Experimental Design Details
In this study, we will provide expert subjects, called evaluators, with information about applicants collected in Avery et al. (2023). They will be told, truthfully, that their decisions will help us decide to whom to offer the position.
Evaluators will be recruited to perform a freelance hiring activity. As this is a natural field experiment, they will not be told that they are in an experiment. Each evaluator will be randomized into one of two treatments: gender known or gender unknown. Each evaluator will be provided with information about the job and the recruitment process. Then, evaluators will be provided with a series of three pairs of applicants. Two of these pairs will be mixed gender, while one will have both applicants be male. For each pair, their job will be to choose who should be considered for the position. For each applicant, they will be provided with the following information: the applicant’s years of experience, their education (whether at least a university degree or not), where they learned coding, what coding languages they know, their answers to four interview questions, and 3 evaluations provided by other evaluators as a part of Avery et al. (2023). In addition to the above information, evaluators in the Gender-Known treatment will also be provided with the first name and last initial of the applicants. The ordering of the applicants on the screen will be determined randomly. The exact same pairs will be shown in the gender know and gender unknown treatments.
In a given pair, the evaluation scores of the applicants, referred to as the set of evaluations, may vary across evaluators. For example, in evaluation set 1, Applicant 1 could have scores of 10, 20, and 30, while Applicant 2 could have scores of 20, 80, and 100. In evaluation set 2, the scores could be different, such as Applicant 1: 80, 20, and 30, and Applicant 2: 70, 80, and 50. This design enables us to examine how evaluators rate the same applicant when the evaluation metrics, such as variance, differ. All evaluations shown will be real evaluations given to that applicant, we use the fact that applicants receive at least 3 evaluations, allowing us to vary the evaluation scores shown to each evaluator.
For each pair of applicants, evaluators will choose which they recommend to be hired. Then, they will be presented with the applicant they chose from all three pairs and asked, between those three, which they would recommend most. While this data will not be used in the primary analysis, it is to justify the presentation of the three pairs rather than one.
To select the pairs of applicants we use the following procedure:
• Starting with the sample of applicants from Avery et al (2023) we first drop individuals with non-typical Western sounding names, those with gender-neutral names, and those who have less than 3 evaluations.
• We also drop those applicants where the answers to the interview questions were unusually short in length or too long, relative to average.

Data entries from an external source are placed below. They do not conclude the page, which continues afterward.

PR #1063, opened 2023-07-04
refactor(writers): Don't leak timers

disq:
Alternative to https://github.com/cloudquery/plugin-sdk/pull/1058

### DIFF
--- a/writers/batchwriter/batchwriter.go
+++ b/writers/batchwriter/batchwriter.go
@@ -122,7 +122,10 @@ func (w *BatchWriter) Close(context.Context) error {
 func (w *BatchWriter) worker(ctx context.Context, tableName string, ch <-chan *message.WriteInsert, flush <-chan chan bool) {
 	sizeBytes := int64(0)
 	resources := make([]*message.WriteInsert, 0, w.batchSize)
-	tick := timer(w.batchTimeout)
+	tick, tickClose := timer(w.batchTimeout)
+	defer func() {
+		tickClose()
+	}()
 	for {
 		select {
 		case r, ok := <-ch:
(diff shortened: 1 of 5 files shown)


hermanschaaf:
I haven't looked into it yet, but what does `time.Ticker` do if you pass in a 0 duration? If that works, maybe we can simplify by using that?

disq:
> I haven't looked into it yet, but what does `time.Ticker` do if you pass in a 0 duration? If that works, maybe we can simplify by using that?

Looks like it will fire immediately (after a certain unspecified) delay:

```go
func when(d Duration) int64 {
	if d <= 0 {
		return runtimeNano()
	}
```

disq:
We could also use `.Reset(time.Duration)` to re-use the same timer over and over again, would require a follow-up PR though... cc @candiduslynx

writers/batchwriter/batchwriter.go
```diff
@@ -145,7 +148,8 @@ func (w *BatchWriter) worker(ctx context.Context, tableName string, ch <-chan *m
 				w.flushTable(ctx, tableName, resources)
 				resources, sizeBytes = resources[:0], 0
 			}
-			tick = timer(w.batchTimeout)
+			tickClose()
```
candiduslynx, line 151: you shouldn't need to manually close on every iteration

candiduslynx (changes requested):

writers/batchwriter/batchwriter.go
disq: incoming commit:

```go
type ticker interface {
	Chan() <-chan time.Time
	Reset(time.Duration)
	Stop() bool
}
```

candiduslynx:
@disq WDYT about https://github.com/cloudquery/plugin-sdk/pull/1058/commits/e63bc5e260085294691b371f717a164267b451cf instead?

PR #986, opened 2023-06-23
fix(scalar): Use `appendTime` instead of `UnixMicro`

erezrokah:
#### Summary

Discovered while working on https://github.com/cloudquery/cloudquery/pull/11719. Using `UnixMicro()` is incorrect as it doesn't account for the internal time unit of the arrow timestamp type. 

`AppendTime` does https://github.com/cloudquery/arrow/blob/0d1f7234124e67b98b3aa0aa3e521d42c2f3165d/go/arrow/array/timestamp.go#L156 and does the correct conversion https://github.com/cloudquery/arrow/blob/8366a2241e66a53ee05ab4a832927e33e5f9c5a2/go/arrow/datatype_fixedwidth.go#L202

---

Use the following steps to ensure your PR is ready to be reviewed

- [x] Read the [contribution guidelines](../blob/main/CONTRIBUTING.md) 🧑‍🎓
- [x] Run `go fmt` to format your code 🖊
- [x] Lint your changes via `golangci-lint run` 🚨 (install golangci-lint [here](https://golangci-lint.run/usage/install/#local-installation))
- [x] Update or add tests 🧪
- [x] Ensure the status checks below are successful ✅

PR #1068, opened 2023-07-04
fix(scalar): Test `AppendTime` on TimestampBuilder

disq:
Brings the test from https://github.com/cloudquery/plugin-sdk/pull/986 (fix was included in https://github.com/cloudquery/plugin-sdk/pull/1064)


erezrokah:
Thanks for adding the tests @disq 🚀

PR #1069, opened 2023-07-04
feat(transformers): Add `Apply` to apply extra transformations

disq:
// Apply applies the given transformers to the given Tables, and recursively on the relations.
// This is useful for applying transformers that are not defined in the table definitions. To apply the table-definition transformers, use TransformTables.

### DIFF
--- a/transformers/tables.go
+++ b/transformers/tables.go
@@ -15,7 +15,7 @@ func SetParents(tables schema.Tables, parent *schema.Table) {
 }
 
 // TransformTables runs given Tables' transformers as defined in the table definitions, and recursively on the relations.
-// To apply additional transformers, use ApplyTransformers.
+// To apply additional transformers, use Apply.
 func TransformTables(tables schema.Tables) error {
 	for _, table := range tables {
 		if table.Transform != nil {
--- a/transformers/tables.go
+++ b/transformers/tables.go
@@ -14,20 +14,30 @@ func SetParents(tables schema.Tables, parent *schema.Table) {
 	}
 }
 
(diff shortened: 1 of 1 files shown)


hermanschaaf:
I wonder if we shouldn't rather introduce a function specifically for applying extra transformations to tables, because then you can decide whether to apply the extra transformations before or after the table's defined transformations?

disq:
> I wonder if we shouldn't rather introduce a function specifically for applying extra transformations to tables, because then you can decide whether to apply the extra transformations before or after the table's defined transformations?

Ok, refactored into separate fn

transformers/tables.go
```diff
@@ -28,3 +29,19 @@ func TransformTables(tables schema.Tables) error {
 	}
 	return nil
 }
+
+// ApplyTransformers applies the given transformers to the given Tables, and recursively on the relations.
+// This is useful for applying transformers that are not defined in the table definitions. To apply the table-definition transformers, use TransformTables.
+func ApplyTransformers(tables schema.Tables, extraTransformers ...schema.Transform) error {
```
hermanschaaf, line 35:
```suggestion
func Apply(tables schema.Tables, extraTransformers ...schema.Transform) error {
```

Because it will be called as `transformers.Apply(tables, ...)`

hermanschaaf: Could we add a test for this function? :)

disq: good catch :)

yevgenypats (approved):

hermanschaaf (approved):

PR #1070, opened 2023-07-04
fix(naming): Rename `SyncMessages.InsertMessage()` to `SyncMessages.GetInserts()`

disq:
Also add `SyncInserts.GetRecords()` for parity with `WriteInserts`


yevgenypats:
It will mean we will have to fix it everywhere afterwards :(

yevgenypats (approved):

disq:
Not in many places though

PR #1072, opened 2023-07-05
fix: Deterministic ordering for records returned by readAll in tests

hermanschaaf:
This: 
 - adds an `id` field that is used as an auto-incrementing integer field in tests, and can be used to order records by so that tests can pass regardless of sort order returned by a plugin's Read method
 - makes null rows an explicit option (rather than every other row being null) and starts using null rows in tests again

### DIFF
--- a/plugin/plugin_read.go
+++ b/plugin/plugin_read.go
@@ -2,18 +2,13 @@ package plugin
 
 import (
 	"context"
-	"sort"
 
 	"github.com/apache/arrow/go/v13/arrow"
-	"github.com/apache/arrow/go/v13/arrow/array"
 	"github.com/cloudquery/plugin-sdk/v4/schema"
 )
 
 // readAll is used in tests to read all records from a table.
 func (p *Plugin) readAll(ctx context.Context, table *schema.Table) ([]arrow.Record, error) {
-	// TODO (Go 1.21+) use testing.Testing() to guard against use of this function outside of tests
-	// https://stackoverflow.com/a/75787351
-
 	var err error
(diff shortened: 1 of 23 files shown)


plugin/plugin_read.go
```diff
@@ -0,0 +1,44 @@
...
+	// nolint:prealloc
+	var records []arrow.Record
+	for record := range ch {
+		records = append(records, record)
+	}
+
+	// sort records by "id" column, if present. Because "id" is auto-incrementing in the test
+	// data generator, this should result in records being returned in insertion order.
+	sch := table.ToArrowSchema()
+	if sch.HasField("id") {
```
yevgenypats, line 32: I think this should be done outside of `read` with a helper function because we might want to sort it with different logic and then it will either be impossible or this function would grow.

yevgenypats: The vanilla read should just return it as it is as it is not aware of what columns are there and so on.

yevgenypats (changes requested):
Looks good but have one comment on the design of the read funciton/sorting.

plugin/plugin_read.go
hermanschaaf: This is a private function, I figured we can refactor it later if/when the need arises. But okay, I can do it now

hermanschaaf: Refactored 👍 I also added some random shuffling to the memdb Read function so that we can be sure this is used everywhere it needs to be used

yevgenypats (approved):

PR #1073, opened 2023-07-05
fix: Bring back null handling for destination testing

hermanschaaf:
This brings back the optional removal of nulls when doing test comparisons for destinations that need it.


hermanschaaf:
Closing in favor of https://github.com/cloudquery/plugin-sdk/pull/1074

PR #1074, opened 2023-07-05
fix: Handle null-related test options

candiduslynx:
Follow-up for #1072 & #1002

### DIFF
--- a/plugin/nulls.go
+++ b/plugin/nulls.go
@@ -7,8 +7,8 @@ import (
 )
 
 func stripNullsFromLists(record arrow.Record) arrow.Record {
-	cols := make([]arrow.Array, len(record.Columns()))
-	for c, col := range record.Columns() {
+	cols := record.Columns()
+	for c, col := range cols {
 		list, ok := col.(array.ListLike)
 		if !ok {
 			continue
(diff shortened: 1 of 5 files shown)


disq:
Same as https://github.com/cloudquery/plugin-sdk/pull/1074

hermanschaaf:
This is the same as https://github.com/cloudquery/plugin-sdk/pull/1073 but has some more handling for ClickHouse cases that I couldn't test, so we can go with this one. Very similar either way :)

hermanschaaf:
I get a nil pointer dereference error in `stripNullsFromLists` when I run this one against BigQuery destination though

candiduslynx:
It also puts the sorting where it was missing in the inserts

candiduslynx:
> I get a nil pointer dereference error in `stripNullsFromLists` when I run this one against BigQuery destination though

fixed in fff9fe5

hermanschaaf (approved):

plugin/nulls.go
```diff
@@ -6,73 +6,75 @@ import (
...
+	return array.NewRecord(record.Schema(), cols, record.NumRows())
 }
 
 type AllowNullFunc func(arrow.DataType) bool
 
-// TODO(v4): use in v4
-//
-// nolint:unused
-func (f AllowNullFunc) replaceNullsByEmpty(records []arrow.Record) {
+func (f AllowNullFunc) replaceNullsByEmpty(record arrow.Record) arrow.Record {
```
yevgenypats, line 48: Is the method of a function necessary here?

candiduslynx: moved in 412d679eedeeefaa5a2c0308a6bbe230424abba7

yevgenypats (approved):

• We then focus on the sample where the average of all evaluation scores put them into the top part of the distribution, as this is the sample from which the selected applicant is likely to come from.
• We then created two groups of pairs: exact match pairs, where the CVs of the two applicants within the pair are identical or very similar; and trade-off pairs, where the CVs of the two applicants within the pair are close in quality but differ on areas of relative strength (e.g., one applicant might have higher education, while the other would have more years of experience).
• For each type of pairs, we have one male-male set and the remainder are mixed-gender pairs.
• For each pair we create 3 sets of evaluation scores. We aimed to select sets of scores that have a low mean difference between pairs but also where there is variation in the variance, where possible. We also aimed to generate a low correlation between variance and mean.
• In total we selected 10 pairs and 3 evaluation sets per pair.
In order to not disadvantage the subjects who were not chosen to be in the pairs, we will use a system similar to that of Kessler et al. (2019) to use the decisions made by our evaluators over the sample pairs to identify the applicants in the full sample that would be chosen by the evaluators. We will then invite applicants who are predicted to be selected to be invited for further interview and from there to be hired.
Our sample will be taken from Mturk, Prolific and, if viable, UpWork.We plan collect 45% of our sample from Mturk, 45% from Prolific and 10% from Upwork although the latter depends on our ability to recruit viable evaluators.
References
Kessler, Judd B., Corinne Low, and Colin D. Sullivan. "Incentivized resume rating: Eliciting employer preferences without deception." American Economic Review 109, no. 11 (2019): 3713-3744.